Optimal Uniform Circle Formation by Asynchronous Luminous Robots

TL;DR

This paper presents the first deterministic asynchronous algorithm for uniform circle formation by luminous robots that is optimal in both time and color palette size, while minimizing the operational area.

Contribution

It introduces an asymptotically optimal collision-avoiding algorithm for UCF under asynchronous conditions with minimal colors and operational area.

Findings

Achieves $O(1)$-time and $O(1)$-color formation of a uniform circle asynchronously.

Minimizes the operational area, defining the concept of computational SEC.

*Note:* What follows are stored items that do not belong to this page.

PR #86, opened 2017-12-27
Handle shadeless & emit material flags

dpogue:
If the material wants to emit, we'll emit the diffuse colour instead of the world's ambient colour (which pretty much always needs to be black or everything will look wonky)

Also, if we're shadeless, emit white (but do it at runtime via the kShadeWhite flag)

### DIFF
--- a/korman/exporter/material.py
+++ b/korman/exporter/material.py
@@ -733,6 +733,9 @@ class MaterialConverter:
             state.shadeFlags |= hsGMatState.kShadeNoFog # Dead in CWE
             state.shadeFlags |= hsGMatState.kShadeReallyNoFog
 
+        if bm.use_shadeless:
+            state.shadeFlags |= hsGMatState.kShadeWhite
+
         # Colors
         layer.ambient = utils.color(bpy.context.scene.world.ambient_color)
         layer.preshade = utils.color(bm.diffuse_color)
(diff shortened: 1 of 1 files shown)


Deledrius:
Why should a shadeless emission always emit white?

korman/exporter/material.py
```diff
@@ -721,12 +721,24 @@ def _propagate_material_settings(self, bm, layer):
...
+
         # Colors
         layer.ambient = utils.color(bpy.context.scene.world.ambient_color)
         layer.preshade = utils.color(bm.diffuse_color)
         layer.runtime = utils.color(bm.diffuse_color)
         layer.specular = utils.color(bm.specular_color)
 
+        if bm.emit > 0.0:
+            # Use the diffuse colour as the emit, scaled by the emit amount
+            # (maximum 2.0, so we'll also scale that by 0.5)
```
Hoikas: I'm not sure I understand this?

dpogue: Blender Material has an emit slider whose range is apparently [0.0, 2.0]. So a value of 1.0 appears to be 50%, when a multiplication would interpret that as 100%.

dpogue:
> Why should a shadeless emission always emit white?

"emit" in this case means the ambient color. This acts as a starting point before the vertex and diffuse/runtime colours are applied. Typically this is black, but elements like flares can set it to a different colour to ensure they are always fully bright.

Hoikas:
Needs to be rebased before merge

dpogue:
updated

PR #87, opened 2017-12-27
Sort spans for opacity modifiers

dpogue:
Not 100% sure about this, but it was needed in my case to get a lamp flare to render without haloing (in combination with a passIndex to force it into a new BlendSpan).

This is where more rendering modifiers might make sense...


Hoikas:
This makes sense. I had intended at some point to try to figure out these crazy span sorting flags but never got around to it. Thoughts, @Deledrius?

PR #89, opened 2017-12-28
DynaEnvMap fixes

dpogue:
* Export a root node for DynamicEnvMaps, where supported (libHSPlasma handles this, but I think it's only MystV & MOUL)
* Fix a weird vanishing UI field with the DEM visRegion panel

### DIFF
--- a/korman/exporter/material.py
+++ b/korman/exporter/material.py
@@ -518,6 +518,10 @@ class MaterialConverter:
             # will probably want to steal it for diabolical purposes...
             pl_env.position = hsVector3(*viewpt.location)
 
+            # We'll also export it as a Root though, where supported (MOUL)
+            root = self._mgr.find_create_key(plSceneObject, bl=viewpt)
+            pl_env.rootNode = root
+
             if layer is not None:
                 layer.UVWSrc = plLayerInterface.kUVWReflect
                 layer.state.miscFlags |= hsGMatState.kMiscUseReflectionXform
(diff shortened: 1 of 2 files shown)


korman/exporter/material.py
```diff
@@ -518,6 +518,10 @@ def export_dynamic_env(self, bo, layer, texture, pl_class):
             # will probably want to steal it for diabolical purposes...
             pl_env.position = hsVector3(*viewpt.location)
 
+            # We'll also export it as a Root though, where supported (MOUL)
+            root = self._mgr.find_create_key(plSceneObject, bl=viewpt)
+            pl_env.rootNode = root
```
Hoikas: why the duplication?

korman/ui/ui_texture.py
```diff
@@ -38,6 +38,9 @@ def draw(self, context):
         layer_props = context.texture.plasma_layer
         layout = self.layout
 
+        layout.prop(layer_props, "envmap_color")
+        layout.separator()
```
Hoikas: pointless UI ordering change?

dpogue: See the second point, and the full commit message:

> Reorder DEM properties to fix vanishing color prop
>
> Not sure why this was happening, but if you got into a state where no
VisRegion was selected, the Environment Clear Color property would also
disappear.
>
> Reordered to put the Clear Color at the top, so that it works
consistently and also makes it more obvious that it's unrelated to the
visibility regions.

korman/exporter/material.py
dpogue: Mostly because of the comments indicating a desire for the DCM to use a camera viewpoint

Hoikas: Those will require actual cameras to be implemented :wink:

PR #90, opened 2017-12-28
Add support for specular layers

dpogue:
This also allows you to turn off preshade/runtime colouring.

### DIFF
--- a/korman/exporter/material.py
+++ b/korman/exporter/material.py
@@ -304,6 +304,18 @@ class MaterialConverter:
             elif slot.blend_type == "MULTIPLY":
                 state.blendFlags |= hsGMatState.kBlendMult
 
+        # Check if this layer uses diffuse/runtime lighting
+        if not slot.use_map_color_diffuse:
+            layer.preshade = hsColorRGBA(0.0, 0.0, 0.0, 1.0)
+            layer.runtime = hsColorRGBA(0.0, 0.0, 0.0, 1.0)
+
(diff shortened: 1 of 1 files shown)


korman/exporter/material.py
```diff
@@ -304,6 +304,18 @@ def export_texture_slot(self, bo, bm, hsgmat, slot, idx, name=None, blend_flags=
...
+        # Check if this layer uses diffuse/runtime lighting
+        if not slot.use_map_color_diffuse:
+            layer.preshade = hsColorRGBA(0.0, 0.0, 0.0, 1.0)
+            layer.runtime = hsColorRGBA(0.0, 0.0, 0.0, 1.0)
+
+        # Check if this layer uses specular lighting
+        if slot.use_map_color_spec:
+            state.shadeFlags |= hsGMatState.kShadeSpecular
+        else:
+            layer.specular = hsColorRGBA(0.0, 0.0, 0.0, 1.0)
```
Hoikas: Magic number?

Deledrius: Do we have premade hsColorRGBA values (e.g. "black")?

dpogue: There are already several spots throughout this file that use "magic colours" (mostly white and black).

In this case, if we're not using specular lighting, the specular colour should be set to black to match PlasmaMax.

Hoikas: Whoops, I misread this as saying specular is always black

Issue #41, opened 2016-06-28
Python packing


Hoikas:
Investigate the ability to create python packages as part of the age export process. This would possibly entail changing the exporter to take a directory and spewing the exported age data there**. See also #34 -- could possibly bundle some nonstandard scripts for PotS compatibility such as the journal template script.

*\* Related: could use Uru directories to parse GlobalAnimations to get animation marker points for OneShot and other logic nodes, preventing common errors.

Deledrius:
This will probably be a necessary addition for distributing Ages easily.  Similar to #34, I'm unsure of the best way to reference the text.  Do we want to use the internal editor for storing Python scripts?  Or externally in a user-specified location?

Creating the packages themselves is fairly trivial.

--
I like the idea of parsing a data dir for the marker points.  If we want to parse locs too, then that solves the question in #34 as well.  We'll probably want a `Rescan` button in the helpers so external changes can be incorporated.  I have a partially-complete branch with a feature that scans the `.age` files for the purposes of exporting new Pages for an existing Age.  Perhaps these should all be consolidated?

Hoikas:
Update... As part of debugging a crash in Doobes' Pub in Path of the Shell, I have determined that PotS will crash when PtGetAgeSDL is called if the AgeSDL blob is missing from the sav file. The creation of this blob has two basic requirements:
1. The presence of `<agename>.sdl` in the SDL directory.
2. The existence of the `<agename>` class in the `<agename>.py[c]` Python file.

(Recall of course that these SDL files use the age name by complete convention of course.  These notes are not intended to be a complete treatise on the functionality of `plPythonSDLModifier`s)

Therefore, this issue needs to be addressed. I see this playing out thusly:
* Update the Python File node to take links to Blender text note blocks.
    * In my testing, Blender will track the local file as well as keep a copy in memory. It notifies the user when it notices the files are out of sync.
    * Text files can be packed. Blender refers to this as making the files "internal".
* Write a new module in pykorlib that uses `ctypes` to load the game's python DLL (`cypython22.dll` or `python27.dll`) for compiling python source code.
    * Unfortunately, MOULa does not ship with a Python 2.3 DLL, AFAICT (but why are you targeting that anyway?)
    * A Python library selector can be added to the games panel for non-Windows systems.
* Write a new stage in the exporter for generating the `<agename>.pak`
    * ABM/PotS will go ahead and xTEA/wdys encrypt the pak and copy it over to the game directory.
[...]

PR #92, opened 2018-06-16
Game tracker

Hoikas:
This begins addressing an ancillary item from #41. Merge as-is or wait for more functionality? Seems to me that the one button press simple export targeting to multiple games is good enough for now.

### DIFF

First to optimize both time and color palette simultaneously in this context.

Abstract

We study the {\sc Uniform Circle Formation} ({\sc UCF}) problem for a swarm of $n$ autonomous mobile robots operating in \emph{Look-Compute-Move} (LCM) cycles on the Euclidean plane. We assume our robots are \emph{luminous}, i.e. embedded with a persistent light that can assume a color chosen from a fixed palette, and \emph{opaque}, i.e. not able to see beyond a collinear robot. Robots are said to \emph{collide} if they share positions or their paths intersect within concurrent LCM cycles. To solve {\sc UCF}, a swarm of $n$ robots must autonomously arrange themselves so that each robot occupies a vertex of the same regular $n$-gon not fixed in advance. In terms of efficiency, the goal is to design an algorithm that optimizes (or provides a tradeoff between) two fundamental performance metrics: \emph{(i)} the execution time and \emph{(ii)} the size of the color palette. There exists an $O(1)$-time $O(1)$-color algorithm for this problem under the fully synchronous and semi-synchronous schedulers and a $O(\log\log n)$-time $O(1)$-color or $O(1)$-time $O(\sqrt{n})$-color algorithm under the asynchronous scheduler, avoiding collisions. In this paper, we develop a deterministic algorithm solving {\sc UCF} avoiding collisions in $O(1)$-time with $O(1)$ colors under the asynchronous scheduler, which is asymptotically optimal with respect to both time and number of colors used, the first such result. Furthermore, the algorithm proposed here minimizes for the first time what we call the \emph{computational SEC}, i.e. the smallest circular area where robots operate throughout the whole algorithm.